> WHAT TO WORK ON:
Find "Nicky-D: That whole" and "A solution not" in the records below. Copy the lines holding them and every line between, exactly, and no others.

----- ENTRIES PROVIDED -----

PR #1199, opened 2024-04-11
CI: Remove python-version from matrix

bennettgoble:
Drop python version from matrix configuration as it's always 3.11.


brad-linden (approved):
we can re-add later if needed

marchcat (approved):

nat-goodspeed (approved):

PR #1204, opened 2024-04-11
Merge main into maint-A

Ansariel:
@marchcat So we don't have to wait so long again to get it merged. ;)

There was quite a nice merge conflict in lltranslate.cpp, but I think it should be correct like this.


marchcat:
Thank you, @Ansariel!
This was my plan for tonight 😆

marchcat (approved):

PR #1205, opened 2024-04-11
Chore/cmake pretty up

Nicky-D:
This PR adds:
- An option to compile with address sanitation enabled (~2 times slowdown)
- Fixes the option GCC_DISABLE_FATAL_WARNINGS
- Tweaks the mold linker logic a little bit, the most important change is to not make it fail when mold is not found. This seemed to be the desired outcome going by the logic.

@bennettgoble ping for you, re. mold


bennettgoble (approved):
LGTM, thanks!

indra/cmake/Linker.cmake
```diff
@@ -1,7 +1,7 @@
 include_guard(GLOBAL)
 
-if (${LINK_WITH_MOLD})
-  find_program(MOLD_BIN mold REQUIRED)
```
bennettgoble, line 4: Ah, thanks. Don't want to mark it required if there's optional handling.

indra/cmake/00-Common.cmake
```diff
@@ -159,6 +159,7 @@ if (LINUX)
   set(CLANG_WARNINGS
       ${GCC_CLANG_COMPATIBLE_WARNINGS}
       # Put clang specific warning configuration here
+      -Wno-unknown-warning-option
```
bennettgoble, line 162: Hmm, the point of breaking out warnings into separate GCC_WARNINGS / GCC_CLANG_COMPATIBLE_WARNINGS / CLANG_WARNINGS variables was so that this kind of carpet ignore clause could be avoided. Is there an alternative? (Just accept the single warning?)

Nicky-D: That whole ordeal started with snipped in lsdutil.cpp
``` C++

#if LL_WINDOWS
...
#elif LL_LINUX
#	include <netinet/in.h>
#pragma GCC diagnostic ignored "-Wstringop-truncation" // It's actually okay what happens here
#elif LL_DARWIN
...
#endif
```

Admittedly in that moment I took out the sledgehammer to get rid of an error that seemed/is totally unrelated to my changes and just popped up 'out of nowhere`.

With your explanation the rationale and intent behind your change of splitting the flags makes a lot more sense. 

A solution not needing that -Wno-unknown-warning-option would then be:
- Hunt down all #pragma GCC
- Put some lipstick on them by surrounding them with "#ifndef <define_that_clang_sets>"  (__clang__?)

Suggestion:
- We accept ` -Wno-unknown-warning-option` for this PR, as I would prefer to not taint this one by mixing it with a clang/gcc cleanup
- Follow up PR to remove the one above and try to work with __clang__ and the preprocessor

marchcat (approved):
Thanks!

PR #1212, opened 2024-04-12
Make it so that reset skeleton is a networked ViewerEffect

FelixWolf:
This fixes https://github.com/secondlife/jira-archive/issues/4306

This change does the following:
* Create the `LLHUDEffectResetSkeleton(LLHUDEffect)` class
* Create the `LL_HUD_EFFECT_RESET_SKELETON` viewer effect type
* Move handling of `resetSkeleton(bool resetAnimations)` from floater callbacks to the `LLHUDEffectResetSkeleton::update` function
* Change the "Reset Skeleton" floater callbacks to create the `LLHUDEffectResetSkeleton` viewer effect
* Allow networked resetting of skeleton of own avatar
* Allow networked resetting of skeleton of owned animesh
* Allow local resetting of skeleton of any avatar (Existing behavior)
* Allow local resetting of skeleton of any animesh (Existing behavior)

This creates a new viewer effect message with the ID of 17. The following format is used in the `ViewerEffect.Effect[].TypeData` section:
```cpp
struct LLHUDEffectResetSkeleton_data {
    LLUUID TargetObject; // It is "valid" for this to be NULL_KEY, in which it will default to the sender's ID
    uint8_t ResetAnimations;
};
```
The `ResetAnimations` field is prepared in a way that only the first bit is checked, allowing this to be moved to a flags in the future if need be.

Ownership of a effect is determined by the `ViewerEffect.Effect[].AgentID` field, which I am suspecting is verified by the simulator based off the `ViewerEffect.AgentData.AgentID` field. My testings show that you cannot spoof a ViewerEffect's AgentID, but this should be double checked.

### DIFF
--- a/indra/newview/llhudeffectresetskeleton.cpp
+++ b/indra/newview/llhudeffectresetskeleton.cpp
@@ -1,0 +1,207 @@
+/** 
+ * @file llhudeffectresetskeleton.cpp
+ * @brief LLHUDEffectResetSkeleton class implementation
+ *
+ * $LicenseInfo:firstyear=2024&license=viewerlgpl$
+ * Second Life Viewer Source Code
+ * Copyright (C) 2024, Linden Research, Inc.
+ * 
+ * This library is free software; you can redistribute it and/or
+ * modify it under the terms of the GNU Lesser General Public
+ * License as published by the Free Software Foundation;
+ * version 2.1 of the License only.
+ * 
+ * This library is distributed in the hope that it will be useful,
+ * but WITHOUT ANY WARRANTY; without even the implied warranty of
+ * MERCHANTABILITY or FITNESS FOR A PARTICULAR PURPOSE.  See the GNU
+ * Lesser General Public License for more details.
+ * 
+ * You should have received a copy of the GNU Lesser General Public
+ * License along with this library; if not, write to the Free Software
+ * Foundation, Inc., 51 Franklin Street, Fifth Floor, Boston, MA  02110-1301  USA
+ * 
+ * Linden Research, Inc., 945 Battery Street, San Francisco, CA  94111  USA
+ * $/LicenseInfo$
+ */
+
+#include "llviewerprecompiledheaders.h"
+
+#include "llhudeffectresetskeleton.h"
+
+#include "llagent.h"
+#include "llviewerobjectlist.h"
+#include "llvoavatar.h"
+#include "message.h"
+
+// packet layout
+const S32 TARGET_OBJECT = 0; // This is to allow for targetting owned animesh
+const S32 RESET_ANIMATIONS = 16; //This can also be a flags if needed
+const S32 PKT_SIZE = 17;
+
+//-----------------------------------------------------------------------------
+// LLHUDEffectResetSkeleton()
+//-----------------------------------------------------------------------------
+LLHUDEffectResetSkeleton::LLHUDEffectResetSkeleton(const U8 type) : 
+	LLHUDEffect(type)
+{
+}
+
+//-----------------------------------------------------------------------------
+// ~LLHUDEffectResetSkeleton()
+//-----------------------------------------------------------------------------
+LLHUDEffectResetSkeleton::~LLHUDEffectResetSkeleton()
+{
+}
+
+//-----------------------------------------------------------------------------
+// packData()
+//-----------------------------------------------------------------------------
+void LLHUDEffectResetSkeleton::packData(LLMessageSystem *mesgsys)
+{
+	// Pack the default data
+	LLHUDEffect::packData(mesgsys);
+
+	// Pack the type-specific data.  Uses a fun packed binary format.  Whee!
+	U8 packed_data[PKT_SIZE];
+	memset(packed_data, 0, PKT_SIZE);
+
+	// pack both target object and position
+	// position interpreted as offset if target object is non-null
+	if (mTargetObject)
+	{
+		htolememcpy(&(packed_data[TARGET_OBJECT]), mTargetObject->mID.mData, MVT_LLUUID, 16);
+	}
+	else
+	{
+		htolememcpy(&(packed_data[TARGET_OBJECT]), LLUUID::null.mData, MVT_LLUUID, 16);
+	}
+	
+	U8 resetAnimations = (U8)mResetAnimations;
+	htolememcpy(&(packed_data[RESET_ANIMATIONS]), &resetAnimations, MVT_U8, 1);
+
+	mesgsys->addBinaryDataFast(_PREHASH_TypeData, packed_data, PKT_SIZE);
+}
+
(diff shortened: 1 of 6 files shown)


FelixWolf:
I'm not entirely happy about repeating the
```cpp
			bool owned = false;
			if(avatar->isAnimatedObject())
			{
				owned = avatar->mOwnerID == gAgent.getID();
			}
			else
			{
				owned = avatar->getID() == gAgent.getID();
			}
```

Perhaps I missed a function to check this properly, but it seems to be the only way to check ownership of both a avatar or animated object depending on type consistently.

marchcat:

Let's put it into Maint C.

indra/newview/llviewermenu.cpp
```diff
@@ -6505,7 +6506,19 @@ class LLAvatarResetSkeleton: public view_listener_t
...
+				owned = avatar->mOwnerID == gAgent.getID();
+			}
+			else
+			{
+				owned = avatar->getID() == gAgent.getID();
+			}
+			LLHUDEffectResetSkeleton* effectp = (LLHUDEffectResetSkeleton*)LLHUDManager::getInstance()->createViewerEffect(LLHUDObject::LL_HUD_EFFECT_RESET_SKELETON, owned);
+			effectp->setSourceObject(gAgentAvatarp);
+			effectp->setTargetObject((LLViewerObject*)avatar);
+			effectp->setResetAnimations(false);
```
akleshchev, line 6521: If the point is to allow resetting selected objects, you should check not just ownership but LLPermissions.

indra/newview/llhudeffectresetskeleton.cpp
```diff
@@ -0,0 +1,207 @@
...
+	
+	LLUUID target_id;
+	htolememcpy(target_id.mData, &(packed_data[TARGET_OBJECT]), MVT_LLUUID, 16);
+
+	if (target_id.isNull())
+	{
+		target_id = source_id;
+	}
+	
+	objp = gObjectList.findObject(target_id);
```
akleshchev, line 127: This needs to check if source has permission to modify target, otherwise some people will remove the 'on send' check and start spamming 'hud effect' at everyone around them

akleshchev (changes requested):

akleshchev:
And someone from server side needs to check if value for LL_HUD_EFFECT_RESET_SKELETON is reserver for something else...

indra/newview/llhudeffectresetskeleton.cpp
```diff
@@ -0,0 +1,207 @@
...
+		owned = mTargetObject->mOwnerID == mSourceObject->getID();
+	}
+	else
+	{
+		owned = mTargetObject->getID() == mSourceObject->getID();
+	}
+
+	if (owned)
+	{
+		if (mTargetObject->isAvatar() || mTargetObject->isAnimatedObject())
```
akleshchev, line 200: This sems wrong. Animated objects have attached control avatars but aren't avatars so you need to mVObjp->getControlAvatar() and then reset skeleton of the control avatar.

indra/newview/llhudeffectresetskeleton.cpp
```diff
@@ -0,0 +1,207 @@
...
+	}
+	
+	bool owned = false;
+	if(mTargetObject->isAnimatedObject())
+	{
+		owned = mTargetObject->mOwnerID == mSourceObject->getID();
+	}
+	else
+	{
+		owned = mTargetObject->getID() == mSourceObject->getID();
```
akleshchev, line 195: This will cover objects and agents, but not animated(control) avatars, if target object is a control avatar, you need to either treat it like an object and compare against 'source' id (unless animated avatars are supposed to use this as well and reset themselves) or get control avatars' control object and get it's permissions.

FelixWolf:
I've realized now that I don't think this should stop animesh animations, as those are controlled simulator side, and would cause a desync.
i will fix this too.

akleshchev:
> I don't think this should stop animesh animations

Agree, thanks for the contribution.

FelixWolf:
So looks like `LLPermissions` isn't in memory for objects, and instead has to be requested, and the only API that I can find that does that is LLSelectMgr, which would only have it if they selected the object.

I'm half tempted to just strip out the ability to reset animesh for the time being, as it can easily just be de-rezzed and rezzed again if need be.

bennettgoble:
> And someone from server side needs to check if value for LL_HUD_EFFECT_RESET_SKELETON is reserver for something else...

It's available and doesn't conflict.

FelixWolf:
After much testing (and not being able to get animesh to reset properly due to a variety of issues, such as mOwnerID not being populated, requiring to poll LLPermissions, animations not controllable via viewer, etc), I've decided to just strip the animesh reset portion for now.
I'm leaving the protocol unchanged, so that when this is revisited in the future, it is forward compatible.
I'll be submitting the change briefly once I confirm the code works.

FelixWolf:
Er, accidentally force pushed out of force of habit. Wanted to add a link to this issue just in case someone else comes by and wants to make it work for animesh.
Probably should have just did a regular push, but doesn't seem to conflict with anything.
My bad.

indra/newview/llviewermenu.cpp
```diff
@@ -6505,7 +6506,17 @@ class LLAvatarResetSkeleton: public view_listener_t
         }
 		if(avatar)
         {
-            avatar->resetSkeleton(false);
+			if(avatar->getID() == gAgent.getID())
```
akleshchev, line 6509: Could have used gAgentID instead of gAgent.getID()

akleshchev (approved):

marchcat (approved):

akleshchev:
```
/Users/runner/work/viewer/viewer/indra/newview/llviewermenu.cpp:6511:159: error: use of undeclared identifier 'owned'
                                LLHUDEffectResetSkeleton* effectp = (LLHUDEffectResetSkeleton*)LLHUDManager::getInstance()->createViewerEffect(LLHUDObject::LL_HUD_EFFECT_RESET_SKELETON, owned);
```

FelixWolf:
Oh, whoops! One sec.

akleshchev:
```
/Users/runner/work/viewer/viewer/indra/newview/llviewermenu.cpp:6518:5: error: use of undeclared identifier 'effectp'
                                effectp->setResetAnimations(false);
                                ^
```

FelixWolf:
Fixed the compile issue, and also went ahead and put the recommendations in as well.

FelixWolf:
Oh 🤦🏻‍♂️
This is what I get for developing on linux. Sorry, one sec.

brad-linden (approved):

AtlasLinden:
Internal jira issue: https://github.com/secondlife/jira-archive-internal/issues/86216

PR #1226, opened 2024-04-13
Chore/pragma gcc cleansweep

Nicky-D:
Follow up to PR 1205

Remove #pragma GCC so we can get rid of  -Wno-unknown-warning-option for clang.

This resulted in  -Wno-stringop-overflow &  -Wno-stringop-truncation also being removed, as compilation was successful after making a nicer LLERROR_CRASH implementation for Linux

Ping for @bennettgoble due to suggestion of this in PR 1025


Nicky-D:
I see I accidentally snuck my CMakePreset.json in here. Wasn't there plan really, but now that it is here can we maybe keep it?

I used it extensively because such a file enables a workflow with clion (can run, debug, and build in there).

bennettgoble:
> I see I accidentally snuck my CMakePreset.json in here. Wasn't there plan really, but now that it is here can we maybe keep it?
> 
> I used it extensively because such a file enables a workflow with clion (can run, debug, and build in there).


Could you submit the CMakePresets.json addition as a separate PR? We could probably entertain the notion.

bennettgoble (changes requested):
Put CMakePresets into a separate PR.

bennettgoble (approved):

indra/llcommon/llerror.h
```diff
@@ -95,6 +95,11 @@ const int LL_ERR_NOERR = 0;
 #define LL_STATIC_ASSERT(func, msg) static_assert(func, msg)
 #define LL_BAD_TEMPLATE_INSTANTIATION(type, msg) static_assert(false, msg)
 #else
+#if LL_LINUX
+// We need to include Singal Linden to make the build moat better (also so we ggot access to raise and SIGSEGV
```
bennettgoble, line 99: I appreciate the reference --let's keep the comments germane, however. Remove my name and I will gladly merge. :)

Nicky-D: Signal Linden has left the building

akleshchev:

PR #1227, opened 2024-04-13
Inject XZ_DEFAULTS=-T0 into the environment. This will speed up archive generation.

Nicky-D:
This will make sure xz archive compression will use all available threads.

@bennettgoble this might be of interest to you, as it can shave off a good amount of time from builds


bennettgoble (approved):

bennettgoble:
Thanks!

-----

> RESULT OF THE TASK:
Nicky-D: That whole ordeal started with snipped in lsdutil.cpp
``` C++

#if LL_WINDOWS
...
#elif LL_LINUX
#	include <netinet/in.h>
#pragma GCC diagnostic ignored "-Wstringop-truncation" // It's actually okay what happens here
#elif LL_DARWIN
...
#endif
```

Admittedly in that moment I took out the sledgehammer to get rid of an error that seemed/is totally unrelated to my changes and just popped up 'out of nowhere`.

With your explanation the rationale and intent behind your change of splitting the flags makes a lot more sense. 

A solution not needing that -Wno-unknown-warning-option would then be:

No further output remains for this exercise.